The most basic of all these, the written word, was already ancient by 1000. By then China had, in basic form, the printing press, using carved woodblocks. But the key to its future, movable metal type, was four centuries away. The Chinese were hampered by their thousands of ideograms. Even so, they quite soon invented the primitive movable type, made of clay, and by the 13th century they had the movable wooden type. But the real secret was the use of an easily cast metal.

When it came, Europe – aided by simple Western alphabets – leapt forward with it. One reason why Asia’s civilizations, in 1000 far ahead of Europe’s, then fell behind was that they lacked the technology to reproduce and diffuse ideas. On Johannes Gutenberg’s invention in the 1440s were built not just the Reformation and the Enlightenment, but Europe’s agricultural and industrial revolutions too.

Yet information technology on its own would not have got far. Literally: better transport technology too was needed. That was not lacking, but there the big change came much later: it was railways and steamships that first allowed the speedy, widespread dissemination of news and ideas over long distances. And both technologies in turn required people and organizations to develop their use. They got them: for individual communication. The postal service: for wider publics, the publishing industry.

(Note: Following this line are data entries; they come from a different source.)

PR #14706, opened 2026-08-08
feat: sink-agnostic search-sync seam and the chat_search projector

danny-avila:
> **Stack:** 2 of 3, on top of #14705 (schema, roles, RLS, branded `Scope`).
> This branch contains that PR's commit as its first commit, so it builds and its
> tests run. **Review only the second commit** — or use the parent-scoped diff:
> [`chat-search-schema-scope...chat-search-projection`](https://github.com/danny-avila/LibreChat/compare/claude/chat-search-schema-scope...claude/chat-search-projection).
> #14707 (read path) is stacked on this one. Split out of #14683.

## Verifiable story

**A message written through the normal application path becomes a row in `chat_search.documents`.**

Nothing serves those rows yet — the query arms, the search module and the routes are the next PR. What can be verified here is that the projection stays faithful to the primary store under every way a write can happen, including the ways that run no application code at all.

Off by default: with `CHAT_SEARCH_ENABLED` unset the write path costs nothing — no events are queued, no projector runs, and an existing deployment is unaffected.

## Sink-agnostic search-sync seam

`mongoMeili` generalizes into `models/plugins/projection.ts`, which owns every write hook (`save` / `updateOne` / `deleteOne` / `findOneAndUpdate` / `deleteMany`) and appends a key-and-op event — **never content** — to a new TTL'd `searchevents` collection. Hooks fan *in* to that queue; the projector re-reads the authoritative source before writing anywhere, which is what makes duplicate and out-of-order events harmless and lets a tombstone racing an upsert resolve correctly whichever arrives first.

Meilisearch becomes one optional sink behind that seam. Credentials remain the switch, exactly as they always were, so **a deployment that upgrades and changes nothing keeps indexing every write**; `MEILI_WRITES_ENABLED=false` is the opt-*out* that stops the double-write once a migration elsewhere is complete. Defaulting it off would have been a silent brownfield break — `indexSync` skips its catch-up until the backlog passes `MEILI_SYNC_THRESHOLD` (1000), so an upgraded deployment would have drifted a thousand messages before anything surfaced it. The flag does add the runtime switch that was genuinely missing: `MEILI_NO_SYNC` only skips the startup catch-up job, and `SEARCH=false` only gated two of the five hooks.

Shared guards moved into one module (`data-schemas/src/search/document.ts`): the unfinished-message skip, `parseTextParts` content flattening, indexability and NFKC normalization now have a single definition instead of three drifting copies.

### Writes the hooks cannot see

Correctness never rests on the hooks, so two paths enqueue explicitly:

- **Imports.** `bulkSaveConvos` hard-codes `timestamps: false` and message import passes `overrideTimestamp = true`, so imported rows carry historic or absent `updatedAt` and sort behind any forward-scanning cursor; `bulkWrite` also skips Mongoose middleware entirely. `importBatchBuilder` therefore enqueues after `saveBatch`, resolving the tenant from the active request context rather than from the pre-injection objects, and a failed enqueue never fails the import.
- **Deletions.** `deleteSharedLink` uses `findOneAndDelete`, which fires no delete middleware at all. `deleteConvos` already holds the exact keys it removed and enqueues them without a second read.

`updateOne` and query-form `deleteOne` are *query* middleware, so Mongoose hands the post hook the write result rather than the affected document — there was no `{user, primaryKey}` on it, so nothing was enqueued, and `updateMessageText` is exactly that shape. The key is now resolved from the query *before* the write runs: from the filter when it names the record and its owner (the common call sites do), and by a keys-only read otherwise. The Meilisearch sink is deliberately left alone there — it needs a hydrated document rather than a key, its blind spot on those two hooks predates this queue, and `indexSync` is what covers it. Hydrating and re-indexing on every `Model.updateOne` is a write-path cost that wants measuring on its own.

## Projector

Three layers, in descending speed and ascending reliability, because each one above is structurally blind to a class of write:

- **Event drain (2s)** projects what the queue names, re-reading the source per batch. The source read is filtered by the event's owner, so a recycled record id cannot project one principal's content under another's scope.
- **Safety poll (60s)** keyset-scans `(updatedAt, recordId)`. It exists because post hooks are fire-and-forget — a pod dying between the source write and the enqueue loses that event permanently — and because `bulkWrite` skips middleware. The stored cursor only ever advances, enforced in SQL; the 60s lookback overlap is applied when *reading* it, and only once a pass has caught up, so a backlogged pass advances strictly forward instead of repeating a page forever.
- **Reconciliation (hourly)** walks the projection in bounded key windows and asks the source about exactly that window, then streams source keys and projects whatever PostgreSQL is not serving. Resident cost is one window either way, so neither process memory nor any statement's parameters scale with an install's size. It is the only layer that can observe a TTL expiry, which runs no application code, and the only one that can recover an import.

**One immediate pass runs as soon as leadership is won.** `setInterval` does not fire for a whole interval, so a first rollout against an existing database would otherwise serve an almost-empty index for an hour: nothing has queued an event, and the poll advances 500 rows a minute from the oldest.

Failed records are consumed rather than left in the queue — the failure counter drives the poison-row policy and the poll re-discovers them — and a record failing five consecutive times is quarantined rather than retried forever, with its error normalized and truncated so record text cannot leak into it. The poll clears a quarantine it successfully projects, since the drain skips quarantined records without re-reading them and would otherwise discard every later event for a record that is now healthy.

## The three fences on every write

Leadership is a renewable PostgreSQL lease: a session-scoped advisory lock on a dedicated connection, with an **epoch** on top, because a partitioned holder may not yet know it lost the lock and the lock alone cannot stop its in-flight transaction from committing. Every write re-reads the epoch `FOR SHARE` in its own transaction, so a new leader's bump blocks until that transaction ends.

Then, per record:

**A transaction-scoped advisory lock**, so two writes for one record serialize.

**A source-read fence, because the lock alone cannot decide who holds the newer truth.** Every pass reads the source *before* opening the transaction that takes the lock, and the drain, the poll and the backfill run on independent timers — so a pass holding an older snapshot can take the lock afterwards and commit over a newer edit with a higher projection version. The source store has no per-record version to arbitrate with (`findOneAndUpdate` never bumps `__v`, `optimisticConcurrency` is configured nowhere), so the arbiter is *when the source was read*: it travels with every write and the `ON CONFLICT` guard refuses a read older than the one already projected. Tombstones are fenced the same way — an absence observed by an earlier pass must not bury a later upsert.

**A content guard, so an unchanged projection writes nothing at all.** The safety poll deliberately re-reads its trailing lookback window on every pass. Without this, that re-read bumped the version of the same rows every minute forever — on a completely idle database — and appended an outbox row each time, for a table this change ships no consumer or retention for. `content_hash` covers every projected column, including the source timestamps the read path sorts by, so an unchanged re-read is a true no-op: no update, no version, no outbox row. A tombstoned row is exempt, since reviving one is a real change even at an identical hash.

And a projection-version guard underneath all of it, so an out-of-order write loses even if the others were somehow bypassed.

Tombstones zero title and body and **delete** the embeddings row rather than zeroing the vector — cosine distance against a zero vector is NaN and does not reliably sort last. The delete is explicit rather than riding the FK cascade: a tombstone is an `UPDATE` (the row survives so a downstream anti-join can still reject a ghost candidate) and `ON DELETE CASCADE` does not fire on `UPDATE`.

Embedding writes are a compare-and-set against the document's current embedding-input hash, so a vector produced from text that was edited mid-flight cannot attach. That hash covers only the embedded text, deliberately separate from the content hash: an archive toggle or tag edit re-projects the row without triggering a re-embed.

## Faithfulness to the primary store

Three places where the projection could disagree with what the primary store will actually serve:

- **Text is normalized on the write side**, because the query path normalizes (NFKC plus whitespace collapse). Stored raw, a full-width identifier is compared against its folded query, and PostgreSQL's exact, trigram and simple-FTS operators do not reverse that folding — so the visibly identical text matches nothing. The store is unreleased and off by default, so no deployment holds pre-normalization rows; anyone who ran it early re-projects by truncating `chat_search.documents` and letting reconciliation backfill.
- **The temporary flag is derived, not copied.** `isTemporary` is absent on legacy records, and `buildRetentionVisibilityFilter()` accepts a missing flag only when `expiredAt` is null. Reading absence as an explicit `false` makes a record searchable in PostgreSQL that hydration then discards — so it occupies a slot in the bounded candidate set and hides a real match ranked below it.
- **Neither scan can skip a record.** The safety poll's cursor advances across records with no `updatedAt` at all: Mongo sorts a missing field ahead of every date, and a cursor that could not represent "still inside that region" could not leave it, so a full page of imported records re-read itself forever. Reconciliation pages the source on `_id` rather than the record id, which is not unique — the Mongo constraints include user and tenant, so two users importing the same export hold two documents under one conversation id, and a resume on the record id alone dropped whichever members fell past a batch boundary.

Reconciliation also **repairs** rather than only adding and removing keys: it compares the stored `content_hash` against the source in the window it has already read, so a re-import that overwrites a conversation and preserves its historic `updatedAt` — behind the forward poll cursor, and present in the projection so no backfill claims it — no longer leaves the old title searchable indefinitely. Comparing hashes in memory rather than re-upserting every row is the difference between a few writes an hour and ten million.

## Boot wiring

A single composition root, `startChatSearch()`, called by both server entry points; projection is gated by `CHAT_SEARCH_SYNC`. Every pod may call it — leadership is settled by the lease, so exactly one becomes the projector and the rest return without projecting. Losing the election is not permanent: a standby keeps retrying on a backoff and the writer pool outlives a lost election, because `pg-pool` rejects `connect()` permanently once `end()` has been called and closing it there would mean no surviving pod ever picks projection back up. Teardown happens in `stop()` and nowhere else.

A spec reads both entry points and fails if either stops going through the composition root or grows a second way to assemble the stack — seven components of this feature once shipped fully tested and completely unreachable because the test harness was the only thing that built the whole thing.

## Configuration

| Variable | Purpose |
|---|---|
| `CHAT_SEARCH_ENABLED` | Opts into the projection. Unset, the write path costs nothing. |
| `CHAT_SEARCH_WRITER_URL` | Writer role — used only by the pod holding the projector lease. |
| `CHAT_SEARCH_SYNC` | Pauses projection. |
| `MEILI_WRITES_ENABLED` | Opt-*out* of the Meilisearch sink. Unset keeps existing behaviour. |

## Verification

Against real MongoDB and real PostgreSQL 17 at once, not mocks.

- **123 `chat_search` tests** in `packages/api` and **20** for the seam in `data-schemas`, plus **135** import tests in `api`.
- **Races:** a deposed lease holder's write is rejected; a delete serializes against a concurrent upsert for the same record; a vector is rejected for text edited mid-flight; a sweep declines to bury a write that landed after the scan started; the sweep never reaches another user in the same tenant.
- **The source-read fence**, with two passes interleaved explicitly in both arrival orders: a stale snapshot committing second is refused and the newer content survives; the newer snapshot arriving second applies; a tombstone from a stale read does not bury a live row.
- **The content guard:** a second identical projection produces **zero** new outbox rows and no new version, while a write that moved only the source timestamp still lands, and reviving a tombstone still lands.
- **Layer coverage, each against the write class that motivates it:** a bulk write that emitted no event is recovered by the poll; a delete with no code path to observe it is caught only by reconciliation; a finalize whose hook saw the pre-update document (Mongoose's default `new: false`) is still recovered; rows sharing one timestamp page without dropping any; a record beyond the first page is reached once a whole page shares the lookback window; a live row whose source content drifted is refreshed, and an unchanged one writes no outbox row; a record that existed before the projector ever ran is projected by the startup pass rather than an interval.
- **Seam coverage:** unfinished rows are skipped; an absent tenant normalizes to the base sentinel; `Model.updateOne` and query-form `deleteOne` enqueue the right key, a filter that does not carry the key falls back to a read, an update that matched nothing enqueues nothing, and a disabled deployment performs no extra read at all; `bulkWrite` and `findOneAndDelete` are shown to bypass the hooks, which is why the explicit enqueues exist.
- **Brownfield:** a deployment with Meilisearch credentials and none of the new variables still indexes every write; nothing reaches Meili once writes are explicitly disabled; flipping the flag back on resumes it.

Every fix above was verified by reverting it and watching the specific test fail.


danny-avila:
@codex review

danny-avila:
@codex review

danny-avila:
@codex review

Throughout the 19th century, the postal service formed the bedrock of national and international communications. Crucial to its growth had been the introduction of the stamp, combined with a low price, and payment by the sender. Britain put all three of these ideas into effect in 1840.

By then, the world’s mail was taking off. It changed the world. Merchants in America’s eastern cities used it to gather information, enraging far-off cotton growers and farmers, who found that the New Yorkers knew more about crop prices than they did. In the American debate about slavery, it offered abolitionists a low-cost way to spread their views, just as later technologies have cut the cost and widened the scope of political lobbying. The post helped too to integrate the American nation, tying new newly opened west to the settled east.

Everywhere, its development drove and was driven by those of transport. In Britain, travelers rode by mail coach to posting inns. In America, the post subsidized road-building. Indeed, argues Dan Schiller, a professor of communications at the University of California, it was the connection between the post, transport and national integration that ensured that the mail remained a public enterprise even in the United States, its first and only government-run communications medium, and until at least the 1870s, the biggest organization in the land.

The change has not only been one of speed and distance, though, but of audience. About 200 years ago, a man’s words could reach no further than his voice, not just in range but in whom they reached. But, for some purposes, efficient communication is mass communication, regular, cheap, quick and reliable. When it became possible, it transformed the world.

71. According to the passage, which of the following statements is true?

A. Transporting goods and people is the most important technology in the history of mankind.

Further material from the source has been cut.